#### EXERCISE:
Which lines of the data hold the word "StoredImage"? Copy all of them.

#### GIVEN INFORMATION:
PR #359, opened 2022-02-22
feat: add a simple image cache to reduce image fetches

### LINKED ISSUE #357: Reduce Cloud Storage reads
Contile makes an excessive number of reads to its cloud storage bucket, particularly during the initial populating of its cache: for each non-empty cache entry being filled each Contile pod independently issues 1-2 reads (_adm_max_tiles_ = 2) to cloud storage, checking for the existence of the tile’s image icon.

As evidenced by the recent high number of DNS lookup failures of cloud storage’s hostname in logs, we’re making many redundant reads for a small number of unique icons.

A pretty simple way to reduce this traffic is for Contile to keep track of each icon uri it’s successfully read over the life of the program, skipping the uri’s image check entirely after 1 successful read.

One potential caveat here: does Contile need to take into account the lifetime/expiration of the image?

┆Issue is synchronized with this [Jira Task](https://mozilla-hub.atlassian.net/browse/CONSVC-1629)

pjenvey:
we now refetch them only every 15 minutes (tiles_ttl) or sooner if we know of a
bucket level ttl

Closes #357

### DIFF
--- a/src/server/img_storage.rs
+++ b/src/server/img_storage.rs
@@ -106,8 +106,8 @@ impl Default for StorageSettings {
 
 /// Image storage container
 #[derive(Clone)]
-pub struct StoreImage {
-    // No `Default` stated for `StoreImage` because we *ALWAYS* want a timeout
+pub struct ImageStore {
+    // No `Default` stated for `ImageStore` because we *ALWAYS* want a timeout
     // for the `reqwest::Client`
     //
     // bucket isn't really needed here, since `Object` stores and manages itself,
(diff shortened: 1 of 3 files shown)


src/server/img_storage.rs
```diff
@@ -214,11 +237,17 @@ impl StoreImage {
...
     pub async fn store(&self, uri: &uri::Uri) -> HandlerResult<StoredImage> {
+        if let Some(image) = self.fetched_images.get(uri) {
+            if !image.expired() {
+                return Ok(image.clone());
+            }
+        }
         let (image, content_type) = self.fetch(uri).await?;
         let metrics = self.validate(uri, &image, &content_type).await?;
-        self.upload(image, &content_type, metrics).await
+        let image = self.upload(image, &content_type, metrics).await?;
```
jrconlin, line 248: nit: can we call this `stored_image` or something less confusing with the `image:Bytes` we had before?

jrconlin (approved):

jrconlin:
Also tempted to suggest we rename `StoreImage` to `ImageStorage` or something to avoid confusion with `StoredImage`

jrconlin (approved):

PR #364, opened 2022-02-25
Add Cloud Function based geo smoke-tests 🤖

hackebrot:
## Description

This pull request adds a new subdirectory with code for two Google Cloud Functions. We want to use these functions for a smoke-test suite to verify geolocation lookups in deployments.

The Cloud Functions are currently deployed manually in several different regions in the `contextual-services-test-eng` project.

## Issue(s)

CONSVC-1283


smoke-tests/tests/test_functions.py
```diff
@@ -0,0 +1,176 @@
...
+    """Start and terminate new subprocesses for the functions."""
+
+    p_clients = [
+        subprocess.Popen(
+            [
+                "functions-framework",
+                "--target",
+                client.target,
+                "--port",
+                str(client.port),
```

#### SOLUTION FOR THIS EXERCISE:
     pub async fn store(&self, uri: &uri::Uri) -> HandlerResult<StoredImage> {
Also tempted to suggest we rename `StoreImage` to `ImageStorage` or something to avoid confusion with `StoredImage`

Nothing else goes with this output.